The gap between a benchmark and your actual quote almost always comes down to a handful of operation-specific factors, not the full list of variables that move premiums across the industry. The averages in our study are most useful as a starting point for understanding why your quote lands where it does, not just how far it sits from the average.

Plumbing Business Insurance Cost: Next Steps

If you're still working out whether a specific coverage type applies to your plumbing operation, that question is worth resolving before cost becomes the focus. Understanding your actual exposure and confirming what's legally or contractually required before you take on a job shapes how much coverage your operation actually needs.

If you're ready to focus on cost, the next step is understanding which providers price most competitively for plumbing contractors at your crew size and in your state, and whether your current coverage structure still reflects how your business actually operates. A policy priced for last year's version of your business may not be the right fit for where you stand today.
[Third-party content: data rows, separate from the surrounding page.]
PR #3828, opened 2016-04-04
1.x: AsyncSubject now supports backpressure

akarnokd:
`AsyncSubject` can trivially support backpressure when it emits a single item by setting the `SingleProducer` on the child `Subscriber` instead of calling `onNext` immediately.


stevegury:
:+1:

PR #3832, opened 2016-04-05
TestScheduler: Fix race condition in queue

nerd2:


akarnokd:
TestScheduler is a synchronous Scheduler that has to run on a single thread and its main purpose is to force async operators to execute synchronously as well.

Is there a reason you wanted this change?

nerd2:
Humm. This is the crash I was trying to fix, looked like a race but perhaps I'm using the testscheduler incorrectly somehow.

java.lang.NullPointerException
	at rx.schedulers.TestScheduler$TimedAction.access$200(TestScheduler.java:37)
	at rx.schedulers.TestScheduler.triggerActions(TestScheduler.java:111)
	at rx.schedulers.TestScheduler.advanceTimeTo(TestScheduler.java:97)
	at rx.schedulers.TestScheduler.advanceTimeBy(TestScheduler.java:84)

nerd2:
My class under test is subscribing to the scheduler asynchronously, I guess you're saying TestScheduler wasn't designed to operate list this?

  Observable.interval(mPollTimeMinutes, TimeUnit.MINUTES, mScheduler)
                             .subscribeOn(Schedulers.newThread()).subscribe(v -> {
                    getMyUpgrade();
                }, v -> {
                });

akarnokd:
It won't work with regular schedulers, for example:

```java
Observable.interval(1, TimeUnit.MILLISECONDS) // <-- note: it uses the default computation() scheduler
.observeOn(testScheduler)
.subscribe();
```

is prone to concurrency issues.

If you use `TestScheduler`, it has to be applied everywhere.

nerd2:
Thanks for helping - is this how it's intended to be used?

Observable.interval(1, TimeUnit.MILLISECONDS, test ? testScheduler : Schedulers.computation())
.observeOn(test ? testScheduler : Schedulers.newThread())
.subscribe();

akarnokd:
Yes.

nerd2:
Awesome, thanks.

PR #3836, opened 2016-04-06
1.x: fix switchMap/switchOnNext producer retention and backpressure

akarnokd:
This PR fixes the producer retention problem and backpressure problem in `switchMap`/`switchOnNext`.

In the original, when an inner source completed, its producer was still referenced after it. If there was no new inner source or the next inner source didn't set a new producer, the operator leaked the previous inner source's internals. The fix involves nulling out the producer field when the inner source completes (and is still the current one).

The original had an additional bug due to a race condition between the request arbitration and switching inner sources. In some cases, the switch didn't properly forward the remaining request amount to the new inner source, causing hangs. In some other cases, both the old and new inner sources were able to emit, causing overflow. The fix involves a new queue-drain loop with some emitter-loop help to work out the state transitions.

### DIFF
--- a/src/main/java/rx/internal/operators/OperatorSwitch.java
+++ b/src/main/java/rx/internal/operators/OperatorSwitch.java
@@ -16,14 +16,17 @@
 package rx.internal.operators;
 
 import java.util.*;
+import java.util.concurrent.atomic.AtomicLong;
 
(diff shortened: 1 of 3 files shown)


stevegury:
👍

PR #4069, opened 2016-06-22
Remove second type parameter from Subject and FlowProcessor.

### LINKED ISSUE #4056: 2.x: Unify two type parameters from Subject into one?
This came up in passing in an issue or PR before (that I can't find at this moment), but the two type parameters on `Subject` seem to only be a nuisance instead of a benefit.

Should we remove them?

None of the built-in implementations allow consuming a type different than is being emitted, which makes the two type parameters on the supertype seem very out of place.

JakeWharton:
Closes #4056.


akarnokd:
:+1:

PR #4072, opened 2016-06-22
2.x: Dereference atomic ref before identity comparison.

JakeWharton:
This returns false 100% of the time otherwise.


artem-zinnatullin:
👍

akarnokd:
:+1:

PR #4076, opened 2016-06-22
2.x: Some small tweaks to Disposables.

JakeWharton:
- Use BooleanDisposable for Runnables.
- Change BooleanDisposable to use null for disposed instead of keeping a marker instance.
- Eliminate static factory for CompositeDisposable since its constructors are already public.


akarnokd:
:+1:

PR #4080, opened 2016-06-22
2.x: Replace custom empty Disposables with global instance.

JakeWharton:
I keep thinking I found all of these and then more crop up...


artem-zinnatullin:
👍

vanniktech:
There are still some empty Disposable objects in those files:

FlowableThrottleFirstTimed.java
FlowableTimeoutTimed.java
NbpOperatorThrottleFirstTimed.java
NbpOperatorTimeoutTimed.java

Should they also be replaced with EmptyDisposable.INSTANCE?

JakeWharton:
No. Those are marker instances that must be discernable from empty.

PR #4081, opened 2016-06-23
2.x: Do not leak the DISPOSED marker instance into public API.

JakeWharton:
If this were to be used by public code it could have have Very Bad™ effects by causing operators to think that they already disposed resources when they actually had not. Since `Disposable` is stateless it's safe for `disposed()` and `empty()` to be synonymous, although that might change in the future so both methods are retained.


akarnokd:
:+1:

PR #4083, opened 2016-06-23
2.x: Merge CancelledSubscriber into EmptySubscriber.

JakeWharton:


akarnokd:
I think we could remove the two entirely as they are no longer needed by operators (previously, CancelledSubscriber was needed due to lift).

EmptySubscribe -> TestSubscriber (make a local copy)

CancelledSubscriber -> FlowableRefCountTest (make a local copy)

Subscribers -> remove both

akarnokd:
Merging this for now and work out their existence later.

PR #4085, opened 2016-06-23
2.x: Merge NbpCancelledSubscriber into NbpEmptySubscriber.

JakeWharton:
The NBP version of #4083.


akarnokd:
I haven't switched the Nbp stuff to direct-create yet so these have dependencies, but should be removed the same way #4083. I'm merging this to avoid conflicts in Nbp till then. :+1: Thanks!

PR #4087, opened 2016-06-23
2.x: Normalize request validation using SubscriptionHelper.

JakeWharton:


JakeWharton:
This method is super weird with `true` indicating _invalid_ and `false` indicating _valid_.

akarnokd:
I agree, looked like a good idea back then to flip. I think it should be straight: true means valid. Would you like to do the flip?

JakeWharton:
Yep. I'll add it to my list.

PR #4088, opened 2016-06-23
1.x: fix some flaky tests, add more timeout to others

akarnokd:
Some tests are sensitive to Travis hiccups. This adds more timeout to some and reduces heavyness on others.


ZacSweers:
Nit: Maybe worth pulling this out to a constant rather than having to update all the locations each time?

Otherwise 👍

akarnokd:
@hzsweers sure, your PR is welcome at any time.

PR #4090, opened 2016-06-23
Rename Throwable parameter from exception to throwable

ataulm:
- Exception extends Throwable so it's incorrect to generalize the Throwable as `exception`

### DIFF
--- a/src/main/java/rx/Observable.java
+++ b/src/main/java/rx/Observable.java
@@ -1366,7 +1366,7 @@ public class Observable<T> {
      *  <dd>{@code error} does not operate by default on a particular {@link Scheduler}.</dd>
      * </dl>
      * 
-     * @param exception
+     * @param throwable
      *            the particular Throwable to pass to {@link Observer#onError onError}
      * @param <T>
      *            the type of the items (ostensibly) emitted by the Observable
@@ -1374,8 +1374,8 @@ public class Observable<T> {
      *         the Observer subscribes to it
      * @see <a href="http://reactivex.io/documentation/operators/empty-never-throw.html">ReactiveX operators documentation: Throw</a>
      */
-    public static <T> Observable<T> error(Throwable exception) {
-        return create(new OnSubscribeThrow<T>(exception));
+    public static <T> Observable<T> error(Throwable throwable) {
+        return create(new OnSubscribeThrow<T>(throwable));
     }
 
     /**


vanniktech:
There are a lot more of those cases:

```
src/main/java/rx/Completable.java
458:     * Creates a Completable instance that emits the given Throwable exception to subscribers.

src/main/java/rx/exceptions/OnErrorThrowable.java
37:    private OnErrorThrowable(Throwable exception) {
43:    private OnErrorThrowable(Throwable exception, Object value) {

src/main/java/rx/internal/operators/OnSubscribeThrow.java
30:    private final Throwable exception;
32:    public OnSubscribeThrow(Throwable exception) {

src/main/java/rx/internal/operators/OperatorOnBackpressureBuffer.java
163:        public void complete(Throwable exception) {

src/main/java/rx/internal/util/BackpressureDrainManager.java
65:        void complete(Throwable exception);
73:    protected Throwable exception;

src/main/java/rx/Observable.java
1379:    public static <T> Observable<T> error(Throwable exception) {

src/main/java/rx/Single.java
506:    public static <T> Single<T> error(final Throwable exception) {

src/test/java/rx/internal/operators/OperatorDematerializeTest.java
53:        Throwable exception = new Throwable("test");

src/test/java/rx/internal/operators/OperatorMergeTest.java
1048:        Throwable exception = new Throwable();
1061:        Throwable exception = new Throwable();
1085:        Throwable exception = new Throwable();
1099:        Throwable exception = new Throwable();

src/test/java/rx/SingleTest.java
888:        Throwable exceptionFromOnErrorAction = new IllegalStateException();
1012:        Throwable exceptionFromAction = new IllegalStateException();
```

akarnokd:
See the discussion in #1353. Renaming such public parameters may cause problems in other languages.

ataulm:
@akarnokd Thanks for the link.

It seems the discussion there ended saying that it's ok to start renaming:

> that in terms of Java we are not breaking anything and this is RxJava, not RxKotlin or RxScala…

and you mentioned it will be tackled before RC1 of 2.x:

> Let's rename parameters based on @DavidMGross suggestions then.

Should they all be done in the same PR?

akarnokd:
If you are just renaming, we can review it in large batches; plus, saves you the administration cost of setting up PRs. So it would be great you followed the suggestions #1353.

ataulm:
Sounds good, let me close this PR and I'll open one when I have more time this week.

PR #4091, opened 2016-06-23
1.x: apply fixes based on PMD suggestions

akarnokd:
Some notable changes:
- move fields to the beginning of a class
- remove unnecessary modifiers and initializers
- avoid creating objects to early
- update most drain algorithm to use the (more modern) `while (e != r)` pattern
- PMD has a few incorrect checks: complaining about a final local that gets used in an inner class
- adding braces to ifs
- documenting deliberately empty methods
- fix internal field and method namings
- delegate to `Exceptions.propagate`


akarnokd:
Travis doesn't pick up this one for some reason. Reopening.

akarnokd:
https://travis-ci.org/ReactiveX/RxJava/builds/139734219#L240

artem-zinnatullin:
I'll review it in 24 hours if you don't mind

akarnokd:
Sure. I'll return to 2.x till then.

src/main/java/rx/internal/operators/BlockingOperatorNext.java
```diff
@@ -151,9 +151,6 @@ public void remove() {
         private final BlockingQueue<Notification<? extends T>> buf = new ArrayBlockingQueue<Notification<? extends T>>(1);
         final AtomicInteger waiting = new AtomicInteger();
 
-        NextObserver() {
```
JakeWharton, line 154: Removing this adds a synthetic accessor method.

src/main/java/rx/internal/operators/OperatorToObservableSortedList.java
```diff
@@ -100,13 +103,8 @@ public void onNext(T value) {
         child.setProducer(producer);
         return result;
     }
-    // raw because we want to support Object for this default
-    @SuppressWarnings("rawtypes")
-    private static Comparator DEFAULT_SORT_FUNCTION = new DefaultComparableFunction();
 
     private static class DefaultComparableFunction implements Comparator<Object> {
-        DefaultComparableFunction() {
```
JakeWharton, line 108: Removing this adds a synthetic accessor method. Hopefully PMD implements my check for these...

src/main/java/rx/internal/schedulers/ImmediateScheduler.java
```diff
@@ -41,9 +42,6 @@ public Worker createWorker() {
 
         final BooleanSubscription innerSubscription = new BooleanSubscription();
 
-        InnerImmediateScheduler() {
```
JakeWharton, line 44: Another synthetic accessor method if removed

src/main/java/rx/internal/schedulers/TrampolineScheduler.java
```diff
@@ -47,9 +47,6 @@ private TrampolineScheduler() {
         private final BooleanSubscription innerSubscription = new BooleanSubscription();
         private final AtomicInteger wip = new AtomicInteger();
 
-        InnerCurrentThreadScheduler() {
```
JakeWharton, line 50: Synthetic accessor method

src/main/java/rx/internal/util/UtilityFunctions.java
```diff
@@ -118,8 +122,6 @@ public Boolean call(Object o) {
             Func8<T0, T1, T2, T3, T4, T5, T6, T7, R>,
             Func9<T0, T1, T2, T3, T4, T5, T6, T7, T8, R>,
             FuncN<R> {
-        NullFunction() {
```
JakeWharton, line 121: Synthetic accessor method

src/main/java/rx/schedulers/TestScheduler.java
```diff
@@ -54,8 +58,6 @@ public String toString() {
     }
 
     private static class CompareActionsByTime implements Comparator<TimedAction> {
-        CompareActionsByTime() {
```
JakeWharton, line 57: Synthetic accessor method

src/main/java/rx/schedulers/TestScheduler.java
```diff
@@ -135,9 +134,6 @@ public Worker createWorker() {
 
         private final BooleanSubscription s = new BooleanSubscription();
 
-        InnerTestScheduler() {
```
JakeWharton, line 138: Synthetic accessor method

src/main/java/rx/internal/operators/OperatorToObservableSortedList.java
artem-zinnatullin, line 108: If you already have that rule written maybe we can apply it? 
- http://pmd.sourceforge.net/pmd-4.3/howtowritearule.html
- https://docs.gradle.org/current/dsl/org.gradle.api.plugins.quality.PmdExtension.html#org.gradle.api.plugins.quality.PmdExtension:ruleSetConfig

JakeWharton:
Some of these I really like. Some I don't. Documenting empty methods seems like pure noise.

src/main/java/rx/internal/schedulers/ImmediateScheduler.java
akarnokd, line 44: Would it help if I remove the `private` from the parent class?

JakeWharton, line 44: Yep! Making the whole class package scope will eliminate it as well. I saw
that you did this a few times in this PR as well.

akarnokd, line 44: Great, I'll update the PR.

akarnokd:
Updated.

akarnokd:
@JakeWharton we can iterate on the ruleset after this gets merged.

stevegury:
👍 
I agree with @JakeWharton, adding a one-word comment to empty methods does not add substantial information. We should disable this warning, which doesn't prevent us to document empty methods where it makes sense.

akarnokd:
Okay then. If you don't mind, let's have the comments in this PR as is and have a separate PR disable the rule.

src/main/java/rx/BackpressureOverflow.java
```diff
@@ -24,6 +24,30 @@
 @Experimental
 public final class BackpressureOverflow {
 
+    /**
+     * By default, signal a MissingBackressureException due to lack of requests.
+     */
+    public static final BackpressureOverflow.Strategy ON_OVERFLOW_DEFAULT = Error.INSTANCE;
```
artem-zinnatullin: Would be nice to move this below all other strategies and change assignment to `ON_OVERFLOW_DEFAULT = ON_OVERFLOW_ERROR`  so it'll be more clear that default strategy is same as `ON_OVERFLOW_ERROR`

akarnokd: Maybe, how about in a separate PR after this?

stevegury:
👍 Sound good!

src/main/java/rx/BackpressureOverflow.java
artem-zinnatullin: np

src/main/java/rx/Completable.java
```diff
@@ -377,7 +379,7 @@ public static Completable create(CompletableOnSubscribe onSubscribe) {
         requireNonNull(onSubscribe);
         try {
             return new Completable(onSubscribe);
-        } catch (NullPointerException ex) {
+        } catch (NullPointerException ex) { // NOPMD by akarnokd on 2016.06.23. 10:54
```
artem-zinnatullin: will be great to avoid such comments by tweaking pmd rules

src/main/java/rx/Single.java
```diff
@@ -2589,7 +2593,7 @@ public void call(SingleSubscriber<? super T> singleSubscriber) {
      */
     @SuppressWarnings("unchecked")
     static <T> Single<? extends T>[] iterableToArray(final Iterable<? extends Single<? extends T>> singlesIterable) {
-        final Single<? extends T>[] singlesArray;
+        Single<? extends T>[] singlesArray;
```
artem-zinnatullin, line 2596: PMD complained about final variable?

src/main/java/rx/exceptions/CompositeException.java
```diff
@@ -192,14 +192,14 @@ public void printStackTrace(PrintWriter s) {
      *            stream to print to
      */
     private void printStackTrace(PrintStreamOrWriter s) {
-        StringBuilder bldr = new StringBuilder();
-        bldr.append(this).append("\n");
+        StringBuilder bldr = new StringBuilder(128);
```
artem-zinnatullin, line 195: 👍

src/main/java/rx/Completable.java
artem-zinnatullin: or at least remove "by akarnokd on …", we have git history for that

src/main/java/rx/functions/Functions.java
```diff
@@ -34,7 +34,7 @@ private Functions() {
             @Override
             public R call(Object... args) {
                 if (args.length != 0) {
-                    throw new RuntimeException("Func0 expecting 0 arguments.");
+                    throw new IllegalArgumentException("Func0 expecting 0 arguments.");
```
artem-zinnatullin, line 37: 👍

akarnokd:
Updated: removed my name, swapped the BackpressureStategy constants, disabled empty method/constructor/catch block rules.

artem-zinnatullin:
👍

src/main/java/rx/Single.java
```diff
@@ -2410,10 +2412,12 @@ public void onNext(T t) {
         Observer<T> observer = new Observer<T>() {
             @Override
             public void onCompleted() {
+                // deliberately ignored
             }
 
             @Override
             public void onError(Throwable e) {
```
ZacSweers, line 2419: Not sure if this is covered in PMD, but usually like to also name the param `ignored`. Same for the others. I suppose it's kind of orthogonal to the comment here though, which is that the method itself is deliberately unimplemented. I'd recommend specifying that it's unimplemented rather than "ignored", since "ignored" usually is in reference to the param(s)

src/main/java/rx/internal/util/IndexedRingBuffer.java
```diff
@@ -47,6 +47,10 @@
  * @param <E>
  */
 public final class IndexedRingBuffer<E> implements Subscription {
+    private final ElementSection<E> elements = new ElementSection<E>();
+    private final IndexSection removed = new IndexSection();
+    /* package for unit testing */final AtomicInteger index = new AtomicInteger();
```
ZacSweers, line 52: Maybe worthwhile to import IntelliJ annotations or create a project annotation `@VisibleForTesting`?

src/test/java/rx/util/AssertObservableTest.java
```diff
@@ -31,13 +31,23 @@ public void testPassNull() {
         AssertObservable.assertObservableEqualsBlocking("foo", null, null);
     }
 
-    @Test(expected = RuntimeException.class)
+    @Test
```
ZacSweers, line 34: PMD doesn't like expected failures in test annotations?

ZacSweers:
Some minor nits, LGTM 👍

src/test/java/rx/util/AssertObservableTest.java
JakeWharton, line 34: They don't validate what is actually expected to fail nor let you assert anything about the exception. try/catch is 10x better.

ZacSweers, line 34: Makes sense

akarnokd, line 34: It didn't like throwing RuntimeExceptions elsewhere.

src/main/java/rx/internal/util/IndexedRingBuffer.java
akarnokd, line 52: Don't want to depend on external libs in main.

akarnokd:
Thanks @hzsweers!

src/main/java/rx/internal/util/IndexedRingBuffer.java
ZacSweers, line 52: That's fair. I still think it wouldn't hurt to just make one internally. Cleaner than comments and can still be picked up by IDEs anyway

PR #4093, opened 2016-06-23
1.x: exclude some text files from license checks

akarnokd:
By default, the `license` plugin warns about MDs and text files. In addition, this excluded the JCTools queues and the beta/experimental annotations because they kept their original license header.

### DIFF
--- a/build.gradle
+++ b/build.gradle
@@ -49,6 +49,10 @@ test{
      maxHeapSize = "2g"
 }
 
+license {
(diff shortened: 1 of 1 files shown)


artem-zinnatullin:
Can we configure it to fail build if some file doesn't have license so we won't forget to add it? 

// As far as I understand it's [license-gradle-plugin](https://github.com/hierynomus/license-gradle-plugin).

akarnokd:
Yes, but not now as it will fail 2 classes I fixed in another PR.

artem-zinnatullin:
ok, 👍

PR #6199, opened 2018-09-03
Fix terminology of cancel/dispose in the JavaDocs

### LINKED ISSUE #6196: Fix terminology of cancel/dispose in the JavaDocs
`Flowable`s can be **canceled** and the other reactive types can be **disposed**. Change the JavaDocs of these latter types accordingly (via careful find/replace):

- [ ] Observable
- [ ] Single
- [ ] Maybe
- [ ] Completable

(Note: `Flowable` is okay).

luis-cortes:
Resolves #6196

Changing terminology from cancel -> dispose wherever appropriate in the following classes:

- `Observable.java`
- `Single.java`
- `Maybe.java`
- `Completable.java`

Areas where I did _not_ change from cancel -> disposal include: 

- where the cancellation was in reference to a `Flowable`, `Publisher`, or a `Future`
- `test()` methods where the `TestObserver` returned actually has a `cancel()` method

### DIFF
--- a/src/main/java/io/reactivex/Completable.java
+++ b/src/main/java/io/reactivex/Completable.java
@@ -432,7 +432,7 @@ public abstract class Completable implements CompletableSource {
      * <p>
      * <img width="640" height="628" src="https://raw.github.com/wiki/ReactiveX/RxJava/images/rx-operators/Completable.fromFuture.png" alt="">
      * <p>
-     * Note that if any of the subscribers to this Completable call dispose, this Completable will cancel the future.
+     * Note that if any of the observers to this Completable call dispose, this Completable will cancel the future.
      * <dl>
      *  <dt><b>Scheduler:</b></dt>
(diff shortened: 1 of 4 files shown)


src/main/java/io/reactivex/Completable.java
```diff
@@ -432,7 +432,7 @@ public static Completable fromCallable(final Callable<?> callable) {
      * <p>
      * <img width="640" height="628" src="https://raw.github.com/wiki/ReactiveX/RxJava/images/rx-operators/Completable.fromFuture.png" alt="">
      * <p>
-     * Note that cancellation from any of the subscribers to this Completable will cancel the future.
+     * Note that if any of the subscribers to this Completable call dispose, this Completable will cancel the future.
```
akarnokd: "Note that if any of the **observers** to this Completable call dispose,"

akarnokd (commented):
One small adjustment and its good to go.

vanniktech (approved):

akarnokd (approved):

PR #6215, opened 2018-09-17
2.x: Add Observable.distinctOfGroup(count) operator

lenarf:
Add 2 operators for Observable:
- distinctOfGroup(int count):
- distinctOfGroup(int count, Function<? super T, K> keySelector):

Works as a distinctUntilChanged operator, but not for one last element, but for a group of last elements.

Based on fixed size queue-collection (Functions.java):

```
    static final class FixedQueueCallable<T>
            implements Callable<Queue<T>> {
        final int capacity;

        FixedQueueCallable(int capacity) {
            this.capacity = capacity;
        }

        @Override
        public Queue<T> call() throws Exception {
            return new LinkedList<T>() {
                @Override
                public boolean add(T t) {
                    boolean retVal = contains(t);

                    if (size() >= capacity) {
                        removeFirst();
                    }
                    addLast(t);

                    return !retVal;
                }
            };
        }
    }

    public static <T> Callable<Queue<T>> createFixedQueue(int capacity) {
        return new FixedQueueCallable<T>(capacity);
    }
```

### DIFF
--- a/src/main/java/io/reactivex/Observable.java
+++ b/src/main/java/io/reactivex/Observable.java
@@ -7820,6 +7820,74 @@ public abstract class Observable<T> implements ObservableSource<T> {
     }
 
     /**
+     * Returns an Observable that emits all items emitted by the source ObservableSource that are distinct from their
+     * immediate predecessors groups based on {@link Object#equals(Object)} comparison.
+     * <p>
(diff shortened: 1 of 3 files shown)


akarnokd:
This looks like a very peculiar, convenience overload of an existing operator and should most likely live as an `ObservableTransformer` in your local projects.

In addition, please open an issue first so that neither we nor you spend time on feature requests that will be very likely rejected.

PR #6230, opened 2018-09-29
Removed an unnecessary if statement.

Xenios91:
I found this unnecessary if statement.


akarnokd:
If that if is unnecessary, why is the [build broken](https://travis-ci.org/ReactiveX/RxJava/builds/434909847#L840)? Please don't contribute just out of boredom and make sure you understand what you are changing.

PR #6234, opened 2018-10-01
Add timeout and unit to TimeoutException message

artem-zinnatullin:
This is a small enhancement to help with crash/log debugging.

Right now often times you get a stacktrace that points only to RxJava:

```java
java.util.concurrent.TimeoutException
        at
io.reactivex.internal.operators.flowable.FlowableTimeoutTimed$TimeoutSubscriber.onTimeout(FlowableTimeoutTimed.java:137)
        at
io.reactivex.internal.operators.flowable.FlowableTimeoutTimed$TimeoutTask.run(FlowableTimeoutTimed.java:169)
        at
io.reactivex.internal.schedulers.ScheduledRunnable.run(ScheduledRunnable.java:66)
        at
io.reactivex.internal.schedulers.ScheduledRunnable.call(ScheduledRunnable.java:57)
        at
java.util.concurrent.ScheduledThreadPoolExecutor$ScheduledFutureTask.access$201(ScheduledThreadPoolExecutor.java:180)
        at
java.util.concurrent.ScheduledThreadPoolExecutor$ScheduledFutureTask.run(ScheduledThreadPoolExecutor.java:293)
        at
java.util.concurrent.ThreadPoolExecutor.runWorker(ThreadPoolExecutor.java:1149)
        at
java.util.concurrent.ThreadPoolExecutor$Worker.run(ThreadPoolExecutor.java:624)
        at java.lang.Thread.run(Thread.java:748) 
```

Adding `timeout` and `unit` values can help find related user code faster.

I'm not advocating for particular message, it can be something even shorter, like `$timeout $unit`. 

It can also be extracted in a method if you see value in that.

### DIFF
--- a/src/test/java/io/reactivex/internal/operators/flowable/FlowableTimeoutTests.java
+++ b/src/test/java/io/reactivex/internal/operators/flowable/FlowableTimeoutTests.java
@@ -13,6 +13,7 @@
 
 package io.reactivex.internal.operators.flowable;
 
+import static io.reactivex.internal.util.ExceptionHelper.timeoutMessage;
 import static org.junit.Assert.*;
 import static org.mockito.ArgumentMatchers.*;
 import static org.mockito.Mockito.*;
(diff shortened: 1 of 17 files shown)


vanniktech (approved):

akarnokd:
I'm for better error messages but I'm not convinced a timeout value is generally unique enough in a project that will allow you to locate the flow. Especially when the timeout value comes from configuration and thus it is not prevalent in the source code.

An alternative would be an overload on the operator with a String argument that would be passed onto the exception constructor, tagging the particular source location.

artem-zinnatullin:
I like your suggestion, I still however think that adding timeout and value is a good option for now and for the case when user didn't specify a message.

This will be a "free" improvement for existing users who will just receive it with an update of the library and 0 changes in their code.

>Especially when the timeout value comes from configuration and thus it is not prevalent in the source code.

Often times these configurations are traceable, thus knowing the values can be helpful enough. 

But still, optional message sounds good to me, I can work on it once we decide on the destiny of this PR

akarnokd:
Okay, let's have a default message for now, but more like along these lines:

`The source did not signal an event for $timeout ${unit.toLowerCase()}(s) and has been terminated.`

artem-zinnatullin:
sgtm, implementing

src/test/java/io/reactivex/internal/operators/flowable/FlowableTimeoutTests.java
```diff
@@ -82,26 +83,24 @@ public void shouldNotTimeoutIfSecondOnNextWithinTimeout() {
 
     @Test
     public void shouldTimeoutIfOnNextNotWithinTimeout() {
-        Subscriber<String> subscriber = TestHelper.mockSubscriber();
```
artem-zinnatullin, line 85: Here and below I'm not sure what's the purpose of mocking, TestSubscriber/TestObserver are capable of checking what's needed in these test cases

artem-zinnatullin:
I've updated the message and added tests, turns out in some cases we didn't check for `TimeoutException`, now these cases are covered

@vanniktech please take a look again

src/test/java/io/reactivex/internal/operators/flowable/FlowableTimeoutTests.java
akarnokd: Probably some v1 hybrid remnant.

akarnokd (approved):

vanniktech (approved):
Nice even getting rid of some mockito nonsense.

PR #6236, opened 2018-10-03
2.x: Adjust Undeliverable & OnErrorNotImpl message to use full inner exception

akarnokd:
With `UndeliverableException` and `OnErrorNotImplementedException`, the wrapped exception may not have a message and the top line simply contains an unhelpful `null`:

    io.reactivex.exceptions.UndeliverableException: The exception could not be delivered to the 
            consumer because it has already canceled/disposed the flow or the exception 
            has nowhere to go to begin with. Further reading: 
            https://github.com/ReactiveX/RxJava/wiki/What's-different-in-2.0#error-handling | null
        at io.reactivex.plugins.RxJavaPlugins.onError(RxJavaPlugins.java:367)
        at io.reactivex.internal.operators.observable.ObservableCreate$CreateEmitter
            .onError(ObservableCreate.java:73)
        at io.reactivex.internal.operators.observable.ObservableCreate
            .subscribeActual(ObservableCreate.java:43)
        at io.reactivex.Observable.subscribe(Observable.java:12090)
     Caused by: java.io.InterruptedIOException
 
This PR adds the full `toString()` value of the wrapped exception to the main line. This is also more useful when the user posting the stacktrace doesn't provide the `Caused by:` part for some reason.

### DIFF
--- a/src/main/java/io/reactivex/exceptions/OnErrorNotImplementedException.java
+++ b/src/main/java/io/reactivex/exceptions/OnErrorNotImplementedException.java
@@ -48,6 +48,6 @@ public final class OnErrorNotImplementedException extends RuntimeException {
      *          the {@code Throwable} to signal; if null, a NullPointerException is constructed
      */
     public OnErrorNotImplementedException(@NonNull Throwable e) {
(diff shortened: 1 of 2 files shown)


vanniktech (approved):

artem-zinnatullin (approved):
lgtm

The following frequently asked questions reflect where most plumbing contractors are at this stage:

Does my quote seem high for a plumbing business like mine?

Has my business changed enough to affect what I should be paying?

Would consolidating my policies with one provider lower my overall costs?

Could a different provider offer better rates for my crew size and job type?

About Connor Bolton


Connor Bolton headshot

Connor Bolton is Senior SEO and Content Manager at MoneyGeek, where he leads the business and pet insurance editorial teams. As editorial lead for both verticals, Connor sets the research framework, data standards, and content structure that his writers execute, directly authoring in-depth guides himself and reviewing all team content for accuracy and practical value before it goes live. With over four years evaluating insurance products across personal, commercial, and specialty lines, he brings cross-vertical knowledge to every guide the team produces.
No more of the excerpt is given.